GPU group thermal sensors shutdown is enabled in BPMP firmware init stage. In the BPMP firmware Device Tree, the following Device Tree node and property are used to configure TSENSE thermal shutdown:
soctherm {
thermtrip {
thermtrip = < THERMAL_ZONE_GPU <xxxxxx> >; /* in MillDegC */
}
};
};
Where <xxxxx> is the shutdown value for the GPU thermal zone.
AUX Group Thermal Sensors
SoC shutdown for Computer Vision and SoC hotspot is enabled using the AUX group thermal sensor. If the AUX group sensors temperature exceeds the shutdown limit, thermal shutdown is triggered.

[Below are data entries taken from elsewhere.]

PR #1113, opened 2026-05-21
fix: prevent stale transfer data flash in details modal

troykessler:
## Problem

When submitting a second transfer while the details modal is open (or being re-opened), the popup briefly flashes the **previous** transfer's sender address, origin tx hash, and message ID before switching to the new transfer's spinner.

**Root cause:** `setTransferLoading(true)` is called in `TransferTokenForm` *before* `addTransfer` runs (which happens later inside the async `triggerTransactions` call). The `useEffect` in both `SideBarMenu` and `useAutoTransferModal` (embed page) triggered on `transferLoading` changing to `true` — at that moment `transfers[last]` is still the previous completed transfer, so the modal opened with stale data.

## Solution

Trigger modal open on `transfers.length` increasing (i.e., when the new transfer is actually in the array) rather than on `transferLoading`. A `prevTransfersLengthRef` tracks the previous count so the effect only fires on genuine additions, not on mount (which would otherwise re-open the modal for persisted transfers from prior sessions).

Applied to both:
- `src/features/wallet/SideBarMenu.tsx`
- `src/pages/embed.tsx` (`useAutoTransferModal`)

## Test plan

- [ ] Submit a transfer, let the modal open and show final data (sender, origin tx, message ID)
- [ ] Submit a second transfer — modal should immediately show the spinner with no flash of the first transfer's data
- [ ] Refresh the page (persisted transfers in sidebar) — modal should not auto-open on load
- [ ] Embed page (`/embed`): same two checks above

### DIFF
--- a/src/features/wallet/SideBarMenu.tsx
+++ b/src/features/wallet/SideBarMenu.tsx
@@ -40,7 +40,6 @@ export function SideBarMenu({
   isOpen: boolean;
   onClose: () => void;
 }) {
-  const prevTransfersLengthRef = useRef(transfers.length);
   const scrollContainerRef = useRef<HTMLDivElement>(null);
   const [isMenuOpen, setIsMenuOpen] = useState(false);
   const [isModalOpen, setIsModalOpen] = useState(false);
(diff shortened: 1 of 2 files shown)


paulbalaji (approved):
Reviewed the transfer modal lifecycle changes across the sidebar and embed paths. The length-based trigger matches the store lifecycle and avoids opening on the stale pre-addTransfer state, while status updates keep the same transfer length and do not reopen the modal. CI is green. No blocking issues found.

Xaroz:
@claude review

AUX group thermal sensors shutdown is enabled in BPMP firmware init stage. In the BPMP firmware Device Tree, the following Device Tree node and property are used to configure TSENSE thermal shutdown:
soctherm {
thermtrip {
thermtrip = < THERMAL_ZONE_AUX <xxxxxx> >; /* in MillDegC */
}
};
};
Where <xxxxx> is the shutdown value for the AUX thermal zone.

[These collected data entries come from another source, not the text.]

PR #1119, opened 2026-05-25
feat: same chain ccr swaps

troykessler:
## Summary

- **Same-chain CCR swap support**: detects when origin and destination are the same chain with CrossCollateralRouter tokens; marks the transfer immediately as `Delivered` (no relay step) since the swap is atomic in a single tx
- **Synthetic message IDs**: computes a deterministic msg ID for same-chain CCR swaps from the `ReceivedTransferRemote` log — `0x00000000 || keccak256("SameChainCCR" || txHash || logIndex)[0..28]` — matching what the scraper stores for explorer display
- **Immediate balance refresh**: refetches the destination token balance right after a same-chain CCR tx confirms so the balance watcher fires the delivery toast without waiting for the next 30s poll

## Test plan

- [x] Perform a same-chain CCR swap and confirm transfer status jumps directly to Delivered
- [x] Verify the message ID in the transfer history links to the correct explorer entry
- [x] Confirm destination balance updates immediately after swap (no 30s delay)
- [x] Perform a normal cross-chain transfer and confirm no regression in status flow or msg ID extraction


src/features/transfer/TransferTokenForm.tsx
```diff
@@ -352,7 +352,21 @@ function DestinationTokenCard({ isReview }: { isReview: boolean }) {
...
+
+  // For same-chain CCR swaps the delivery is atomic — refetch the balance immediately
+  // so the balance watcher detects the increase and fires the toast without waiting
+  // for the next 30-second poll.
+  useEffect(() => {
+    if (latestTxHash && latestTransfer?.origin === latestTransfer?.destination) {
+      refetchBalance();
+    }
+    // eslint-disable-next-line react-hooks/exhaustive-deps
+  }, [latestTxHash]);
```
Xaroz: think it would be better to just call `latestTransfer.originTxHash` so you can put the dependency as `latestTransfer`, and probably refetch might be needed here too, just not sure of the side effects

src/features/transfer/utils.ts
```diff
@@ -136,6 +137,66 @@ export async function tryGetMsgIdFromTransferReceipt(
...
+/**
+ * For a same-chain CCR swap, compute the synthetic message ID the scraper stores.
+ * Finds the ReceivedTransferRemote log emitted by destRouter and applies the formula:
+ *
+ *   msgId = 0x00000000 || keccak256("SameChainCCR" || txHash32 || logIndex8)[0..28]
+ *
+ * The 4-byte zero prefix makes synthetic IDs immediately distinguishable from real
+ * Hyperlane message IDs (which are uniform keccak256 outputs).
+ */
+export function tryGetSameChainCcrMsgId(
```
Xaroz, line 158: 1. are we able to check this message id in the explorer?
2. I am assuming you can't find the `msgId` in the logs of the `originTx` so it needs to be computed?

Xaroz (approved):
just a few comments mostly lgtm

src/features/transfer/utils.ts
```diff
@@ -136,6 +137,66 @@ export async function tryGetMsgIdFromTransferReceipt(
...
+      logs = r.logs ?? [];
+      txHash = r.transactionHash ?? r.hash;
+    } else {
+      return undefined;
+    }
+
+    if (!txHash) return undefined;
+
+    const destRouterLower = destRouter.toLowerCase();
+
```
paulbalaji, line 180: Loose log matching: filters only on `destRouter + topic[0]`, picks the **first** match, and ignores the indexed `origin` (topics[1]) and `sender` (topics[2]). Today every same-chain CCR tx emits exactly one such log, so this is fine — but if `destRouter` ever batches multiple legs into one tx, the synthetic msgId will point at the wrong leg in the explorer. Consider either:

- Filtering by `topics[1] === multiProvider.getDomainId(chain)` (use the already-passed `_chain` / `_multiProvider`), and/or matching `topics[2]` against the source router
- Returning `undefined` on ambiguity (more than one matching log)

The unused `_multiProvider`, `_chain`, `_sourceRouter` params become load-bearing if you do this — otherwise they're dead weight and should be dropped.

src/features/transfer/TransferTokenForm.tsx
```diff
@@ -352,7 +352,21 @@ function DestinationTokenCard({ isReview }: { isReview: boolean }) {
...
+
+  const transfers = useStore((s) => s.transfers);
+  const latestTransfer = transfers[transfers.length - 1];
+  const latestTxHash = latestTransfer?.originTxHash;
+
+  // For same-chain CCR swaps the delivery is atomic — refetch the balance immediately
+  // so the balance watcher detects the increase and fires the toast without waiting
+  // for the next 30-second poll.
+  useEffect(() => {
+    if (latestTxHash && latestTransfer?.origin === latestTransfer?.destination) {
```
paulbalaji: Heuristic is broader than the comment implies. It refetches on **any** latest transfer with `origin === destination` — including non-CCR same-chain transfers (if any ever exist) or stale entries from previous sessions. Tightening suggestions:

- Match the final state: `status === TransferStatus.Delivered && destinationTxHash === originTxHash`
- Also check `latestTransfer`'s destination chain/token/recipient matches the current card, so an unrelated historical transfer doesn't kick the watcher when the user later switches destinations.

Worst case today is a spurious refetch + misleading delivery toast on an unrelated chain pair.

src/features/transfer/TransferTokenForm.tsx
paulbalaji, line 379: Non-blocking response to the earlier review: keeping `[latestTxHash]` is correct — don't switch to `[latestTransfer]`. The store mutates transfer objects in place on status transitions (Preparing → CreatingTxs → ...), so an object-reference dep would either miss the `originTxHash` update or fire on every status tick depending on how Zustand returns the slice. The hash string is the right signal. Worth a one-line comment above the `eslint-disable` explaining this so the next reader doesn't "fix" it.

paulbalaji (approved):
Approving — the same-chain CCR flow is sound and the existing review threads are addressed (relay-API guard added; synthetic msgId formula matches the Rust scraper fixture; `Delivered`-direct status is handled correctly downstream). Three non-blocking notes inline + one observation outside the diff.

- `src/features/transfer/TransfersDetailsModal.tsx:99` — `shouldTrackDelivery = isSent && !isFailed && !!msgId`. `Delivered` is in `SentTransferStatuses`, so once a same-chain CCR transfer lands the modal still polls `useMessageDeliveryStatus` every 10s while open. Cheap fix in a follow-up: also gate on `status !== TransferStatus.Delivered`.
- Worth adding a WUI-side unit test pinning the synthetic msgId formula against a known fixture, so a future scraper change can't drift silently.

src/features/transfer/utils.ts
troykessler: 1. yes the same chain swaps have been already indexed with this synthetic message id
2. yes exactly, for same chain swaps we have no dispatch and process, so we compute a synthetic msgId so we can still show them on the explorer without any big changes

Always-On Thermal Alarm Generator Sensor
Always-On Thermal Alarm Generator (AOTAG) is armed with a thermal shutdown limit. If the AOTAG temperature exceeds the shutdown threshold, AOTAG triggers an immediate thermal shutdown.
AOTAG shutdown is configured in two stages of software; one in bootloader (MB1 stage) and another in BPMP firmware init stage.
For configuration in MB1 stage, consult Thermal Protection During Boot.
For configuration in BPMP firmware device tree (DT), refer to the following Device Tree node and property:
aotag {
thermtrip = <xxxxxx>; /* in Milli DegC */
}
 
Where the Device Tree property thermtrip defines the shutdown limit value and <xxxxx> is the actual value.
To find the AOTAG thermal shutdown value, refer to this Device Tree property in the BPMP Firmware Device Tree of your platform.
Thermal Protection During Boot
The SoC uses the external thermal sensors or Always-On Thermal Alarm Generator (AOTAG) mechanisms, or both, to protect itself during boot.
Using the External Thermal Sensor
At power on, the external thermal sensor is configured with 108-degree Celsius thermal shutdown limit. This sensor can sense the SoC die temperature. However, during early boot in MB1, this shutdown threshold is changed to the qualified value. When the SoC temperature reaches the thermal shutdown limit, an immediate shutdown is triggered.
Using the Always-On Thermal Alarm Generator Sensor
The AOTAG is armed, in the early boot MB1 bootloader, with the following settings:
Cool-down threshold value
Shutdown threshold value
Cool-down timeout value
If the AOTAG temperature reaches or exceeds the cool-down threshold, boot is paused, and these actions are taken:
If, within the cool-down timeout period, the temperature drops below the cool-down threshold, boot continues.
If the cool-down timeout period expires and the temperature is still above the cool-down threshold, AOTAG triggers thermal shutdown.
At any point in time after boot, when the Tegra die temperature exceeds the AOTAG shutdown threshold, AOTG triggers thermal shutdown.
MB1 AOTAG settings are provided via MB1 BCT configuration file.
<top>/drive-t186ref-foundation/platform-config/bct/t194/misc/tegra194-mb1-bct-misc-<*>.cfg
The variables are used in the configuration file are as follows.
##### aotag variables #####
aotag.boot_temp_threshold = 90000; # Shutdown threshold in Milli degC
aotag.cooldown_temp_threshold = 80000; # In Milli degC
aotag.cooldown_temp_timeout = 30000; # In Milli seconds
aotag.enable_shutdown = 1; # Set 1 to enable AOTAG shutdown
To locate the AOTAG setting values, consult the settings in the MB1 BCT configuration file of your platform.
User Space Thermal Alert
For details, consult the kernel documentation and device tree bindings available at:
<top>/Documentation/thermal/userspace_alert.txt
<top>/Documentation/devicetree/bindings/thermal/userspace-alert.txt
User space thermal alert can be configured to use any thermal zone.
For customer use cases to get alerts for changes in the SoC junction temperature, user-space thermal alert must be configured to use the Tj-therm thermal zone.